PR #640, opened 2023-12-27
Fix fog setup inside level render events

Nightenom:
- fix changes in fog setup when inside non-AFTER_LEVEL renderWorldEvents

Review please

### DIFF
--- a/src/api/java/com/ldtteam/structurize/api/util/ItemStackUtils.java
+++ b/src/api/java/com/ldtteam/structurize/api/util/ItemStackUtils.java
@@ -192,7 +192,6 @@ public final class ItemStackUtils
      * @param itemStack2 The right stack to compare.
      * @return True when they are equal except the stacksize, false when not.
      */
-    @NotNull
     public static boolean compareItemStacksIgnoreStackSize(final ItemStack itemStack1, final ItemStack itemStack2)
     {
         return compareItemStacksIgnoreStackSize(itemStack1, itemStack2, true, true);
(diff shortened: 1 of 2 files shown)


Raycoms (approved):

marchermans (approved):

uecasm (approved):
This does seem to fix it.  Although that begs the question of whether it's intended that it redraws everything at all the render stages.  Isn't it more typical to only draw at one stage?  Or to draw specific things at specific stages?

uecasm:
Hmm.  Actually, it does only get called at one stage, so this code change has the effect of never calling that fog code at all, as far as I can tell.

In Structurlze, `ClientEventSubscriber` calls `draw` only at one of `Stage.AFTER_CUTOUT_MIPPED_BLOCKS_BLOCKS` or `Stage.AFTER_TRANSLUCENT_BLOCKS` depending on the translucency setting.

In MineColonies, `WorldEventContext` calls `draw` only at `Stage.AFTER_CUTOUT_MIPPED_BLOCKS_BLOCKS`.  (Possibly it needs to similarly check the setting?)

So there is no case when the `if` blocks would be entered. which suggests either that the code could just be deleted entirely, or this isn't the intended fix.

uecasm (changes requested):
Per above, this doesn't seem quite right after all.

Nightenom:
Yeah, I know code I made :D end-users may currently render blueprints possibly at any stage (this renderer replicates entire LevelRenderer#renderLevel(...) method up to the most reproducible point, so it doesnt really care from which context it has been called)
============================================================
→ **Exercise directions**: Every entry in the data should be returned exactly.

→ **Answer box**:
PR #640, opened 2023-12-27
Fix fog setup inside level render events

Nightenom:
- fix changes in fog setup when inside non-AFTER_LEVEL renderWorldEvents

Review please

### DIFF
--- a/src/api/java/com/ldtteam/structurize/api/util/ItemStackUtils.java
+++ b/src/api/java/com/ldtteam/structurize/api/util/ItemStackUtils.java
@@ -192,7 +192,6 @@ public final class ItemStackUtils
      * @param itemStack2 The right stack to compare.
      * @return True when they are equal except the stacksize, false when not.
      */
-    @NotNull
     public static boolean compareItemStacksIgnoreStackSize(final ItemStack itemStack1, final ItemStack itemStack2)
     {
         return compareItemStacksIgnoreStackSize(itemStack1, itemStack2, true, true);
(diff shortened: 1 of 2 files shown)


Raycoms (approved):

marchermans (approved):

uecasm (approved):
This does seem to fix it.  Although that begs the question of whether it's intended that it redraws everything at all the render stages.  Isn't it more typical to only draw at one stage?  Or to draw specific things at specific stages?

uecasm:
Hmm.  Actually, it does only get called at one stage, so this code change has the effect of never calling that fog code at all, as far as I can tell.

In Structurlze, `ClientEventSubscriber` calls `draw` only at one of `Stage.AFTER_CUTOUT_MIPPED_BLOCKS_BLOCKS` or `Stage.AFTER_TRANSLUCENT_BLOCKS` depending on the translucency setting.

In MineColonies, `WorldEventContext` calls `draw` only at `Stage.AFTER_CUTOUT_MIPPED_BLOCKS_BLOCKS`.  (Possibly it needs to similarly check the setting?)

So there is no case when the `if` blocks would be entered. which suggests either that the code could just be deleted entirely, or this isn't the intended fix.

uecasm (changes requested):
Per above, this doesn't seem quite right after all.

Nightenom:
Yeah, I know code I made :D end-users may currently render blueprints possibly at any stage (this renderer replicates entire LevelRenderer#renderLevel(...) method up to the most reproducible point, so it doesnt really care from which context it has been called)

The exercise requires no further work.